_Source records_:
════════════════
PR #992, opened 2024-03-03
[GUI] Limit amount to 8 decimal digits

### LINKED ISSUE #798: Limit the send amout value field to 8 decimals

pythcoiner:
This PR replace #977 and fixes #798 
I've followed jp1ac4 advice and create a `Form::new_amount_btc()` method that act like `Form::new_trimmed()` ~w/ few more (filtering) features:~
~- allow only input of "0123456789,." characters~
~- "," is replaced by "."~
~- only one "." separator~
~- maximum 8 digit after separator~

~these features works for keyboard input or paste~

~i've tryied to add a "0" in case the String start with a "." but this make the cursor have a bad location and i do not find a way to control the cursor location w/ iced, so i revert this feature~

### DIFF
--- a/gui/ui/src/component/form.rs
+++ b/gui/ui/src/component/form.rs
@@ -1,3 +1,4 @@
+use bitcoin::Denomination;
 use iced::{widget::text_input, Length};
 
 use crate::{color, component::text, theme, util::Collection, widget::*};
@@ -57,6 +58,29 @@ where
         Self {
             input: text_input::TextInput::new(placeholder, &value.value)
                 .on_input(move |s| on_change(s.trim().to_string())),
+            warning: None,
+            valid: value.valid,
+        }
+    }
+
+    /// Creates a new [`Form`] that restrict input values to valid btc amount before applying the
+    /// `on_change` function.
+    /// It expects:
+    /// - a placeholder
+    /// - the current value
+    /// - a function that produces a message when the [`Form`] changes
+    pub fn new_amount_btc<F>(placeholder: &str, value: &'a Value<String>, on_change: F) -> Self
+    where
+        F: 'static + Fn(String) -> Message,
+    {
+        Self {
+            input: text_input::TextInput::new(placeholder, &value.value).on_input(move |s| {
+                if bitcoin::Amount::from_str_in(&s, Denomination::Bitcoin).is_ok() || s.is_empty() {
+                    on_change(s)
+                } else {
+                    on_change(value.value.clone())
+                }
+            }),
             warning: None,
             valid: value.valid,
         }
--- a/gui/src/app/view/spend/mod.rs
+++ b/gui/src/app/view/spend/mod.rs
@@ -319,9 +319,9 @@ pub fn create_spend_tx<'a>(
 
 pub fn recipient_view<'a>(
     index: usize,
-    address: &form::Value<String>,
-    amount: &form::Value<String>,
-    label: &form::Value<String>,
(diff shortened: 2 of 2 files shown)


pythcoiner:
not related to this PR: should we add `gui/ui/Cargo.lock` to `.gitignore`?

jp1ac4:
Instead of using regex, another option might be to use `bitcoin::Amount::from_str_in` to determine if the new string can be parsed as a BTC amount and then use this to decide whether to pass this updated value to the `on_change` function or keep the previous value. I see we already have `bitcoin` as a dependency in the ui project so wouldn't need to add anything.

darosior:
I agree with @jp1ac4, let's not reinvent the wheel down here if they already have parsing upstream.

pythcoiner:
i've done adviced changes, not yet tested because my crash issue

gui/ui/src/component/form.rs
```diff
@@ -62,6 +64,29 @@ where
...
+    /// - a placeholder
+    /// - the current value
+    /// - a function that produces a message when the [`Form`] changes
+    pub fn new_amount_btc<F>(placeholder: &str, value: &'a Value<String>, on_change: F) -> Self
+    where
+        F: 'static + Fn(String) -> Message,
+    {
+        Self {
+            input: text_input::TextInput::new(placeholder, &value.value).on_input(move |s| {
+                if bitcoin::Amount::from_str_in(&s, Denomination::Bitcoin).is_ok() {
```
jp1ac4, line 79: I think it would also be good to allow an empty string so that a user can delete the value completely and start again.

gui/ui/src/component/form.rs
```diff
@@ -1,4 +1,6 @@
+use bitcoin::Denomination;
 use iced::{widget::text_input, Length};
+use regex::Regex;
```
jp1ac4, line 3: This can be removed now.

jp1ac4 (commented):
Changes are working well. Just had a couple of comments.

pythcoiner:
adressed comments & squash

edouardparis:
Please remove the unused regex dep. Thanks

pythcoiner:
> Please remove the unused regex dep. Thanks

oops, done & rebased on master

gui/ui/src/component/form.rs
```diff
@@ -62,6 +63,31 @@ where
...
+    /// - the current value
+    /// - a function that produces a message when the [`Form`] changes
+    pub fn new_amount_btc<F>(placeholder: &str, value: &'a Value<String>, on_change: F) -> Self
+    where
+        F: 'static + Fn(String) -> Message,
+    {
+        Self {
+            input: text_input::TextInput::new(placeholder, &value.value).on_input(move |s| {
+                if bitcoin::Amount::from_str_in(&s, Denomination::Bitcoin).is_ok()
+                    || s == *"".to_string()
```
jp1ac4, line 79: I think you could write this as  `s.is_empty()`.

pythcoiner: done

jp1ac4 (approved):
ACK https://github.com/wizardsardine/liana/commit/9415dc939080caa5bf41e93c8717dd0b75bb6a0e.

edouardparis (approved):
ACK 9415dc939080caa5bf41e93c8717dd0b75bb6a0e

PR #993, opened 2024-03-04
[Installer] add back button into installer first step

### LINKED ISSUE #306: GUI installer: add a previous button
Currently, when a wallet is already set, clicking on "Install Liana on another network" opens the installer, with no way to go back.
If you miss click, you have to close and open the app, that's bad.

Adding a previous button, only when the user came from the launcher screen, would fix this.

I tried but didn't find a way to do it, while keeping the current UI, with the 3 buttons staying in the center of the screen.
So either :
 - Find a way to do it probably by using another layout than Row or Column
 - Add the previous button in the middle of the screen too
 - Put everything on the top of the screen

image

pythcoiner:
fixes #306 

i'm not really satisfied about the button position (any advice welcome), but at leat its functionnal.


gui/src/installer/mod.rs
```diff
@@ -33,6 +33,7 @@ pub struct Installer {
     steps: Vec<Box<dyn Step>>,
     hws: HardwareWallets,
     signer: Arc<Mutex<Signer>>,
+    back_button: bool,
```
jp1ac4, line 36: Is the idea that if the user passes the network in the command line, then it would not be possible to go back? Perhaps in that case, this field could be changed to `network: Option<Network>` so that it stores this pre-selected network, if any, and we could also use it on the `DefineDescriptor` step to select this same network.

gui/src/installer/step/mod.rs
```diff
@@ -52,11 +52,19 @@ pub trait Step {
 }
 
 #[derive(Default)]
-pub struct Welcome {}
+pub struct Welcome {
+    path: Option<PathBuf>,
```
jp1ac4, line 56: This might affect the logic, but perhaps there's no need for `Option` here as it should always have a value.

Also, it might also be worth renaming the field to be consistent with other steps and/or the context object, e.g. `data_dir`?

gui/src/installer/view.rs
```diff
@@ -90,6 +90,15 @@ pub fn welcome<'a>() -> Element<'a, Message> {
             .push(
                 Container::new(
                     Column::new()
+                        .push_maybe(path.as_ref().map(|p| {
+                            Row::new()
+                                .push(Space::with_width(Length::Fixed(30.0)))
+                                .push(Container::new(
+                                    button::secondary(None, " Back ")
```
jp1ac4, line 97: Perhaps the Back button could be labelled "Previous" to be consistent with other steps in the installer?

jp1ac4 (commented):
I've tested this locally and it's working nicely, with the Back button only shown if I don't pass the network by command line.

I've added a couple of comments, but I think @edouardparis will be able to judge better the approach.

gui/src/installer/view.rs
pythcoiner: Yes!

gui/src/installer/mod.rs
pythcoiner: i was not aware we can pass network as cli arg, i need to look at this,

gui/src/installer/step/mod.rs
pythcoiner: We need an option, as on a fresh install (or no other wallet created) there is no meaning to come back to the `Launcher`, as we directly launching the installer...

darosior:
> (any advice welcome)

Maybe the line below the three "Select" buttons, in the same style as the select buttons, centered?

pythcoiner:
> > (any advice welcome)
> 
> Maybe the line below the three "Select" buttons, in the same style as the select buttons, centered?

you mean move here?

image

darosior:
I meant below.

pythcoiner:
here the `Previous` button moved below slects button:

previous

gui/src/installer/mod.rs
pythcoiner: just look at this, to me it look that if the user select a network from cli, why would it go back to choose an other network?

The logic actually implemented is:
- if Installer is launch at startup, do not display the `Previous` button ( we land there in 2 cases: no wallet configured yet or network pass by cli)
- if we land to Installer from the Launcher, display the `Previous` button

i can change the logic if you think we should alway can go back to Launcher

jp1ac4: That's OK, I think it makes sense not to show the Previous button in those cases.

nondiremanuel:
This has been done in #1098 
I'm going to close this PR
════════════════
_Task objective_: Each line that holds the string "should" is to be copied from the entries above.

_Problem solution_:
not related to this PR: should we add `gui/ui/Cargo.lock` to `.gitignore`?
jp1ac4, line 56: This might affect the logic, but perhaps there's no need for `Option` here as it should always have a value.
i can change the logic if you think we should alway can go back to Launcher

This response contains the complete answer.